Entries taken from a collection

PR #3303, opened 2025-01-06

tpetazzoni:
Similar to ab74fae4d71d1705b77b9459141987a95dcfc91e ("pkcs11-tool: disable wrap/unwrap test until OpenSC#1796 is resolved"), but for 0.26, since OpenSC#1796 is still open.

##### Checklist

- [ ] macOS tokend is tested

### DIFF
--- a/src/tools/pkcs11-tool.c
+++ b/src/tools/pkcs11-tool.c
@@ -7681,7 +7681,7 @@ static int test_verify(CK_SESSION_HANDLE sess)
 	return errors;
 }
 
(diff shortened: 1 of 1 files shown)


Jakuje (approved):
thank you! Indeed we missed this with the release. After all these years, I am a bit skeptic if we will be able to fix it in the foreseeable future as the wrapping/unwrapping is not that common and some cards or drivers interpret some of the specs on their own. So I would probably propose to skip it altogether with `#if 1` or something like that.

xhanulik (approved):

frankmorgner (approved):

xhanulik:
Thanks, merging.

PR #3477, opened 2025-09-03
pkcs11-tool: Add id/slot-id to PKCS#11 URIs

sarroutbi:
Extend pkcs11-tool to include additional identifier parameters in PKCS#11 URIs to improve object and token identification:

For -L option (list slots):
- Add slot-id parameter to token URIs to identify specific slots
- Before: pkcs11:model=PKCS%2315%20emulated;manufacturer=piv_II;serial=84914bc36f04a55d;token=clevis
- After:  pkcs11:model=PKCS%2315%20emulated;manufacturer=piv_II;serial=84914bc36f04a55d;token=clevis;slot-id=0

For -O option (list objects):
- Add id parameter to data object URIs when CKA_ID attribute is available
- Previously only keys and certificates included id parameters
- Data objects now consistently show id parameters using getID() function

Changes made:
1. Created get_uri_with_slot() function to generate token URIs with slot-id parameter
2. Modified show_token() to use new URI generation function with slot identification
3. Enhanced show_dobj() to retrieve and include object IDs for data objects
4. Added proper ID handling using existing getID() function for PKCS#11 objects

The implementation correctly distinguishes between:
- Token identifiers: slot-id parameter for slot/token identification
- Object identifiers: id parameter from CKA_ID attribute for PKCS#11 objects

Card used for testing:
```bash
opensc-tool -n
Using reader with a card: Yubico YubiKey OTP+CCID 00 00
```

###### Checklist

### DIFF
--- a/src/tools/pkcs11-tool.c
+++ b/src/tools/pkcs11-tool.c
@@ -1899,6 +1899,24 @@ get_uri(CK_TOKEN_INFO_PTR info)
 	return copy_key_value_to_uri("token=", token, CK_TRUE);
 }
 
+static const char *
+get_uri_with_slot(CK_TOKEN_INFO_PTR info, CK_SLOT_ID slot)
+{
+	copy_key_value_to_uri("pkcs11:", NULL, CK_FALSE);
+	const char *model = percent_encode(info->model, sizeof(info->model));
+	copy_key_value_to_uri("model=", model, CK_FALSE);
+	const char *manufacturer = percent_encode(info->manufacturerID, sizeof(info->manufacturerID));
+	copy_key_value_to_uri("manufacturer=", manufacturer, CK_FALSE);
+	const char *serial = percent_encode(info->serialNumber, sizeof(info->serialNumber));
+	copy_key_value_to_uri("serial=", serial, CK_FALSE);
+	const char *token = percent_encode(info->label, sizeof(info->label));
+	copy_key_value_to_uri("token=", token, CK_FALSE);
+
+	static char slot_id_str[32];
+	snprintf(slot_id_str, sizeof(slot_id_str), "%lu", slot);
+	return copy_key_value_to_uri("slot-id=", slot_id_str, CK_TRUE);
+}
+
 static void show_token(CK_SLOT_ID slot)
 {
 	CK_TOKEN_INFO	info;
@@ -1933,7 +1951,7 @@ static void show_token(CK_SLOT_ID slot)
 	printf("  serial num         : %s\n", p11_utf8_to_local(info.serialNumber,
 			sizeof(info.serialNumber)));
 	printf("  pin min/max        : %lu/%lu\n", info.ulMinPinLen, info.ulMaxPinLen);
-	printf("  uri                : %s", get_uri(&info));
+	printf("  uri                : %s", get_uri_with_slot(&info, slot));
 	printf("\n");
 }
 
@@ -6419,9 +6437,11 @@ static void show_cert(CK_SESSION_HANDLE sess, CK_OBJECT_HANDLE obj)
 static void show_dobj(CK_SESSION_HANDLE sess, CK_OBJECT_HANDLE obj)
 {
 	unsigned char *oid_buf;
+	unsigned char *id;
 	char *label;
 	char *application;
 	CK_ULONG    size = 0;
+	CK_ULONG idsize = 0;
 	CK_TOKEN_INFO info;
 	CK_BBOOL modifiable = 0;
 	CK_BBOOL private = 0;
@@ -6476,6 +6496,12 @@ static void show_dobj(CK_SESSION_HANDLE sess, CK_OBJECT_HANDLE obj)
 
 	get_token_info(opt_slot, &info);
 	printf("  uri:            %s", get_uri(&info));
+	if ((id = getID(sess, obj, &idsize)) != NULL && idsize) {
+		printf(";id=");
+		for (unsigned int n = 0; n < idsize; n++)
+			printf("%%%02x", id[n]);
+		free(id);
+	}
 	if (label != NULL) {
 		const char *pelabel = percent_encode((unsigned char *)label, strlen(label));
 		printf(";object=%s", pelabel);


dengert:
PKCS11 only define CKA_ID for certificates and keys. Not data objects.
The CKA_ID can be used to associate certificate, public key and private key.
Data objects as well as certificates, public, private and pins have labels.
PKCS15 does have a ID for data objects. 

NIST sp800-73-* defines the names and OIDs and these are in  https://github.com/OpenSC/OpenSC/blob/master/src/libopensc/pkcs15-piv.c
Internally card-piv.c and pkcs15-piv.c use the ` const char *id;`

sarroutbi:
> PKCS11 only define CKA_ID for certificates and keys. Not data objects. The CKA_ID can be used to associate certificate, public key and private key. Data objects as well as certificates, public, private and pins have labels. PKCS15 does have a ID for data objects.
> 
> NIST sp800-73-* defines the names and OIDs and these are in https://github.com/OpenSC/OpenSC/blob/master/src/libopensc/pkcs15-piv.c Internally card-piv.c and pkcs15-piv.c use the ` const char *id;`

Thanks for clarification. May I keep slot-id at least for the token URI?

dengert:
See [RFC7515](https://datatracker.ietf.org/doc/html/rfc7512) to see how URI component names map to PKCS11 defines.
for example "object" maps to CKA_LABEL and `slot-id` map to `CK_SLOT_ID'.  But `CK_SLOT_ID` may not stay the same, if there are more than one readers or tokens available.

Latest is [PKCS11-3.2-draft](https://docs.oasis-open.org/pkcs11/pkcs11-spec/v3.2/pkcs11-spec-v3.2.html)

Jakuje:
As @dengert already mentioned, the use of slot ID in PKCS#11 URI is discouraged so I would like to avoid including it. See 

https://www.rfc-editor.org/rfc/rfc7512.html#page-9

For the CKA_ID for data objects, even though OpenSC might provide them in the Yubikey tokens, they are not defined by the standard so I do not think it is a good idea to include them in the URI either.

Does either of these solve some problem you had with some particular use case where you needed these?

mouse07410:
**Use** of slot IDs is discouraged (though not prohibited). That is reasonable. 

The **ability** to use slot IDs, however, needs to be there, for those (hopefully) rate cases when it's really necessary. 

No evens, buts, etc.

Jakuje:
> **Use** of slot IDs is discouraged (though not prohibited). That is reasonable.
> 
> The **ability** to use slot IDs, however, needs to be there, for those (hopefully) rate cases when it's really necessary.

I do not discourage the ability to use the slot IDs. I think it is ok to use them if they are provided as part of the uri to a user. But this change is about printing them by default for all objects, which, to my understanding, will bring more harm than use as people tend to copy the uri without inspection./understanding and then end up with something that wont work if kernel decides to loads usb readers in different order.

mouse07410:
> this change is about printing them by default for all objects, which, to my understanding, will bring more harm than use 

You have a point. 

I guess, as long as there is a way to print all the objects with their slot IDs, it doesn't need to be **by default**.

src/tools/pkcs11-tool.c
```diff
@@ -1899,6 +1906,24 @@ get_uri(CK_TOKEN_INFO_PTR info)
...
+{
+	copy_key_value_to_uri("pkcs11:", NULL, CK_FALSE);
+	const char *model = percent_encode(info->model, sizeof(info->model));
+	copy_key_value_to_uri("model=", model, CK_FALSE);
+	const char *manufacturer = percent_encode(info->manufacturerID, sizeof(info->manufacturerID));
+	copy_key_value_to_uri("manufacturer=", manufacturer, CK_FALSE);
+	const char *serial = percent_encode(info->serialNumber, sizeof(info->serialNumber));
+	copy_key_value_to_uri("serial=", serial, CK_FALSE);
+	const char *token = percent_encode(info->label, sizeof(info->label));
+	copy_key_value_to_uri("token=", token, CK_FALSE);
```
Jakuje: There is a lot of duplicate information.

Can we move the condition for `opt_uri_with_slot_id` into this function (given that the variable is already global) to avoid code duplication when calling the function.

On a side note, this will work only when the slot id is specified on the cli too. I think for the code to be robust, it should add the slot ID into the URI also when there is no `--slot-id` on CLI as every token needs to be in some slot.

src/tools/pkcs11-tool.c
```diff
@@ -1896,6 +1903,14 @@ get_uri(CK_TOKEN_INFO_PTR info)
...
 	const char *token = percent_encode(info->label, sizeof(info->label));
+
+	if (opt_uri_with_slot_id) {
+		copy_key_value_to_uri("token=", token, CK_FALSE);
+		static char slot_id_str[32];
+		snprintf(slot_id_str, sizeof(slot_id_str), "%lu", slot);
+		return copy_key_value_to_uri("slot-id=", slot_id_str, CK_TRUE);
+	}
+
 	return copy_key_value_to_uri("token=", token, CK_TRUE);
```
Jakuje: the order of the parameters in the uri really does not matter so I would rather move it to the beginning than duplicating the adding the token label in two places. It makes it hard to follow and understand.
```suggestion

	if (opt_uri_with_slot_id) {
		static char slot_id_str[32];
		snprintf(slot_id_str, sizeof(slot_id_str), "%lu", slot);
		copy_key_value_to_uri("slot-id=", slot_id_str, CK_FALSE);
	}

	const char *token = percent_encode(info->label, sizeof(info->label));
	return copy_key_value_to_uri("token=", token, CK_TRUE);
```
(or even before all the other parameters)

src/tools/pkcs11-tool.c
```diff
@@ -6475,7 +6491,13 @@ static void show_dobj(CK_SESSION_HANDLE sess, CK_OBJECT_HANDLE obj)
...
 
 	get_token_info(opt_slot, &info);
-	printf("  uri:            %s", get_uri(&info));
+	printf("  uri:            %s", get_uri(&info, opt_slot));
+	if ((id = getID(sess, obj, &idsize)) != NULL && idsize) {
+		printf(";id=");
+		for (unsigned int n = 0; n < idsize; n++)
+			printf("%%%02x", id[n]);
+		free(id);
+	}
```
Jakuje: I think we discussed somewhere previously, that the Data objects do not have the CKA_ID attribute defined. So even if it would work for some custom implementations, it would result in false errors/warnings on compliant implementations, that I would like to avoid.

https://docs.oasis-open.org/pkcs11/pkcs11-spec/v3.1/os/pkcs11-spec-v3.1-os.html#_Toc111203218

sarroutbi: Sorry. You are totally right. Removing it.

Jakuje (approved):

sarroutbi:
@Jakuje , @frankmorgner : is it possible for some of you to re-run `Linux / test-cac-22.04 (pull_request)` job?

frankmorgner (approved):
thank you.

all CI jobs passed successfully

Jakuje:
Thank you! Merging then

PR #3480, opened 2025-09-10
Fix coverity issues in dtrust driver

hamarituc:
This PR fixes coverity issued in the `dtrust` driver. It already contains the fixes of @Jakuje in #3469 and furthermore fixes the issue which was left open there.

##### Checklist
- [ ] macOS token is tested


Jakuje (approved):
Thank you for having a look into this!

PR #3485, opened 2025-09-24
Change meta data

swissbit-csteuer:
Change product names, URLs, and other metadata that is, e.g., compiled into the properties of DLLs to indicate that this is not a build of the actual OpenSC project but a modified version from Swissbit.


swissbit-csteuer:
Sorry. Wrong target repo.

#### Problem:
Among the records, find all lines that include the string "unsigned" and return them.

#### Task output:
 	unsigned char *oid_buf;
+	unsigned char *id;
+		for (unsigned int n = 0; n < idsize; n++)
 		const char *pelabel = percent_encode((unsigned char *)label, strlen(label));
+		for (unsigned int n = 0; n < idsize; n++)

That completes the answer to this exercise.